Harris, who served in the Florida House from 1966 to 1974, chaired the Appropriations Committee and was known for his mastery of state budgets. ``Brilliant'' is the most common term applied to Harris by old Tallahassee allies asked to remember him.
``I appointed him to head Appropriations even though he didn't have seniority,'' Dick Pettigrew, speaker of the House during much of Harris's tenure, told The Miami Herald on Monday. ``But he was so bright and such a team player.''
Arriving in Tallahassee on a wave of new blood from the cities after statewide reapportionment, Harris ``fashioned an agenda to respond to urban needs as the `pork chop era' ended and a more urban legislature began,'' Pettigrew said.
``He dramatically increased funding for education, increased the miserable amount that families got from what we called Aid to Families With Dependent Children -- to 80 percent of the poverty level from $85 a month for a family of four or more -- and saved the Land and Water Management Act,'' a sweeping, 1972 conservation and land-use plan that then-state Sen.

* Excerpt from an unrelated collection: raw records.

Issue #707, opened 2025-02-06
Create 0.32.x release (branch and tags)


batistein:
Draft of  possible tasks:

- [ ] Clear blockers
- [ ] Cut release-0.32 branch
- [ ] Create tag 0.32.0
- [ ] Promote images

jkh52:
@batistein I gathered from slack that you're interested in helping, is that right? I think you can send most PRs according to [RELEASE.md](https://github.com/kubernetes-sigs/apiserver-network-proxy/blob/master/RELEASE.md), but tag and release branch creation takes privileges and I can handle those.

@cheftako or @ipochi (or others), do you have anything specific that should be merged to master before cutting release-0.32 branch and 0.32.0 tag?

lucasrattz:
> [@batistein](https://github.com/batistein) I gathered from slack that you're interested in helping, is that right? I think you can send most PRs according to [RELEASE.md](https://github.com/kubernetes-sigs/apiserver-network-proxy/blob/master/RELEASE.md), but tag and release branch creation takes privileges and I can handle those.
> 
> [@cheftako](https://github.com/cheftako) or [@ipochi](https://github.com/ipochi) (or others), do you have anything specific that should be merged to master before cutting release-0.32 branch and 0.32.0 tag?

@batistein and I will work on this as soon as the 0.32 branch and tag are available. 

I noticed the container image for 0.31.2 is not yet on the OCI repository, so we'll take care of promoting it too.

jkh52:
I sent #713, #714, and #715 that I think make sense before branching `release-0.32`.

jkh52:
/assign @cheftako 

Hey @cheftako, I'm still waiting on #715 which I think should make 0.32 release. Can you review and assign back when you're ready for that to proceed?

Also - I see some cherry picks (#717, #720). Do those mean we need to create 0.29 and 0.31 patch tags?

jkh52:
/assign @batistein 

I created the 0.32 branch and first tag.

lucasrattz:
> /assign [@batistein](https://github.com/batistein)
> 
> I created the 0.32 branch and first tag.

I'll open the PR for releasing the container images.

PR #715, opened 2025-02-12
Updated golang version to 1.23.6

jkh52:
Build the server and agent binaries with 1.23.6.

Refresh golangci-lint.yaml.

### DIFF
--- a/.github/workflows/golangci-lint.yaml
+++ b/.github/workflows/golangci-lint.yaml
@@ -4,13 +4,14 @@ on:
     branches:
       - master
       - release-0.31
+      - release-0.32
   pull_request:
 
 permissions:
   contents: read
 
 env:
-  GO_VERSION: v1.23
+  GO_VERSION: v1.23.6
   GOLANGCI_LINT_VERSION: v1.60.1
 
 jobs:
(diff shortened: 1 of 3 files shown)


jkh52:
/assign @cheftako 

PTAL, I wasn't sure if you had a specific reason to stop at 1.23.0, when there were minor versions available with fixes (https://go.dev/doc/devel/release#go1.23.0)

cheftako:
I think there are a few other places which need to change at the same time. 
Eg.
https://github.com/kubernetes-sigs/apiserver-network-proxy/blob/master/.github/workflows/golangci-lint.yaml

jkh52:
> I think there are a few other places which need to change at the same time. Eg. https://github.com/kubernetes-sigs/apiserver-network-proxy/blob/master/.github/workflows/golangci-lint.yaml

I'm not sure that one is a problem, the logs in this PR for that lint step show it picking up 1.23.6. Opened #719 separately.

Do you see any other places missed?

jkh52:
PTAL, updated the golangci-lint.yaml

jkh52:
Friendly ping.

It would be nice to include this in #707.

PR #719, opened 2025-02-20
golangci-lint refresh.

jkh52:
- Adapt latest example from https://github.com/golangci/golangci-lint-action
- Prepare for release-0.32 branch


jkh52:
Folded into #715

PR #731, opened 2025-04-15
fix: k8s client setup if agent service account auth is not used

ipochi:
Currently the setting up of k8s client is broken if service account
authentication is not used between server and agent.

This condition  `if o.AgentNamespace != "" {` acts as a gatekeeper for
setting the k8s client which worked fine previously as server never
needed to talk to apiserver apart from authenticating agents using
service account token.

However when lease controller logic was added, it meant that setting up
k8s client was required if lease controller was enabled but
authentication was done using mTLS instead of service account
authentication.

This fixes that.

Closing https://github.com/kubernetes-sigs/apiserver-network-proxy/pull/728  in favour of this.

### DIFF
--- a/.github/workflows/e2e.yaml
+++ b/.github/workflows/e2e.yaml
@@ -20,7 +20,7 @@ env:
 jobs:
   build:
     name: build
-    runs-on: ubuntu-22.04
+    runs-on: ubuntu-24.04
     steps:
     - name: Check out code
       uses: actions/checkout@v4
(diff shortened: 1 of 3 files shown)


ipochi:
e2e test failure is related to https://github.com/actions/runner-images/issues/11985

/cc @cheftako

cheftako:
Change looks good. Lets see what we need to do to get the tests healthy.

liangyuanpeng:
ipv6 runners have a kernel bug https://github.com/actions/runner-images/issues/11985 , this is the reason of CI failed.

ipochi:
@cheftako @jkh52 

after updating the github actions to run on 24.04, the issue involved with runners is resolved.
PR to update the runner: https://github.com/kubernetes-sigs/apiserver-network-proxy/pull/734

PR #732, opened 2025-04-25
Fix error messages for test-client in UDS mode

antoninbas:
As an example, in UDS mode, certificates should not be provided, but the error message reporting this was stating the opposite.

### DIFF
--- a/cmd/test-client/main.go
+++ b/cmd/test-client/main.go
@@ -167,13 +167,13 @@ func (o *GrpcProxyClientOptions) Validate() error {
 	}
 	if o.proxyUdsName != "" {
 		if o.proxyHost != "" {
-			return fmt.Errorf("please do set proxy host when using UDS")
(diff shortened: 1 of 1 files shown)


cmd/test-client/main.go
```diff
@@ -167,13 +167,13 @@ func (o *GrpcProxyClientOptions) Validate() error {
 	}
 	if o.proxyUdsName != "" {
 		if o.proxyHost != "" {
-			return fmt.Errorf("please do set proxy host when using UDS")
+			return fmt.Errorf("please set proxy host to \"\" when using UDS")
```
jkh52, line 170: I see these zero values must be set due to defaulting, and it matches the [README instructions](https://github.com/kubernetes-sigs/apiserver-network-proxy/blob/master/README.md?plain=1#L157)

Thanks for improving!

PR #734, opened 2025-04-29
chore: bump github action runson to ubuntu-24.04

ipochi:
There is an error in github actions runner that runs on 22.04. This issue hasn't been rectified yet but the issue is not reported on 24.04

issue details: https://github.com/actions/runner-images/issues/11985

So this bumps the action to run on ubuntu 24.04


ipochi:
@cheftako

PR #749, opened 2025-06-04
Fix panic when mtls is disabled

JanHolger:
When mTLS is disabled (no --server-ca-cert) previously the server panic'ed due to an index error when trying to access the first peer certificate since go does not even parse client certificates in this case. As this was only accessed for logging the common name of the client, I've added a second check to check if there is a peer certificate present to the existing check that already checked if tls is enabled.


jkh52:
/ok-to-test

Looks like a very old bug, thank you for fixing!

Issue #780, opened 2025-09-19
log level broken by a previous PR


ipochi:
A prior change in #685  introduced a condition (`if local.Lookup("v") == nil`) before setting the default klog verbosity level. This condition was incorrect because `klog.InitFlags()` always defines the `-v` flag, meaning the default verbosity was never being applied. This caused the effective log level to fall back to klog's default of `0` instead of the intended `4`.

Reverting the code should solve this issue.

makhov:
@ipochi thanks fot noticing! Looks like I accidentally messed up an order of thigs. As I [described in the PR comments](https://github.com/kubernetes-sigs/apiserver-network-proxy/pull/782#pullrequestreview-3243168897), I'm not a big fun of reverting the change. Let me just fix it.

ipochi:
@makhov 

I'm a bit confused as to what was wrong with the code before #785 was merged.

The code did as expected:

If you don't pass the v flag, it's 4
If you do, that will be set.

makhov:
Actually nothing. Just my assumptions were wrong, sorry. 
On the other hand, I've heard a lot of complains that konnectivity is too noisy, maybe it makes sense to reconsider the default value

PR #782, opened 2025-09-19
Backport to release-0.33 Revert "Merge pull request #685 from makhov/respect-log-level-from-args"

ipochi:
This reverts commit 4ce5f068f3d2acf9e906da7ea9ea430ac877d798.

This commit reverts a previous modification to the flag handling logic in the agent and server's main() functions.

A prior change introduced a condition (`if local.Lookup("v") == nil`) before setting the default klog verbosity level. This condition was incorrect because `klog.InitFlags()` always defines the `-v` flag, meaning the default verbosity was never being applied. This caused the effective log level to fall back to klog's default of `0` instead of the intended `4`.

This change restores the original, correct behavior by unconditionally setting the verbosity to `4`. This ensures logs are visible by default while still allowing the user to override the setting via the command line.

https://github.com/kubernetes-sigs/apiserver-network-proxy/pull/685#issuecomment-3309950955

Fixes: #780

### DIFF
--- a/cmd/agent/main.go
+++ b/cmd/agent/main.go
@@ -36,11 +36,9 @@ func main() {
 	flags.AddFlagSet(o.Flags())
 	local := flag.NewFlagSet(os.Args[0], flag.ExitOnError)
 	klog.InitFlags(local)
-	if local.Lookup("v") == nil {
-		err := local.Set("v", "4")
-		if err != nil {
-			fmt.Fprintf(os.Stderr, "error setting klog flags: %v", err)
-		}
+	err := local.Set("v", "4")
+	if err != nil {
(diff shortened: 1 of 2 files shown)


makhov (changes requested):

Bob Graham had introduced late in an extended legislative session.
``I didn't understand a lot of the concepts,'' said Pettigrew, ``so we turned it over to Marshall, who brilliantly worked his way through it.''
Harris was instrumental in changing the way Florida allocated money for schools so that counties like Miami-Dade, with higher living costs, got a bigger share than rural areas, enabling them to attract and retain quality teachers.
The 1970 ``equalization'' revision of the school funding law added $83 million in new state money to local systems, giving more to ``pupil-rich, tax-poor'' counties unable to raise enough local taxes to cover rising costs. Harris called it ``a giant step forward [toward] better schools for all our children, wherever they were born.''
Harris headed a group that fought, successfully, against a property-tax cut that would have slashed county services in 1979, but over the next few years couldn't help save the debt-ridden Florida Philharmonic, as its president.
Harris served on the Florida Board of Regents, championed gay rights, worked for a countywide EMS system and pushed through legislation to create the Dade County Community Revitalization Board after Miami's 1980 riots.
``His leadership was all cerebral,'' Graham, who went on to become governor and U.S. senator, said Monday. ``People liked Marshall and, therefore, they listened to his insightful comments and, in most cases, followed his leadership.''
Born in Detroit, Harris he was 2 when his family moved to South Florida. After graduating from Miami Beach High School, he earned both an undergraduate and a law degree from Harvard University.
He spent two years in the U.S. Army in Korea. Returning to Miami, he joining a law firm and, in 1958, married Harriet Lipton, a childhood friend.
He was general counsel to Dade Federal Savings & Loan and headed the Jewish Federation and the United Way before running for the House.
Gov. Reubin Askew quickly grew to admire and depend on Harris in Tallahassee.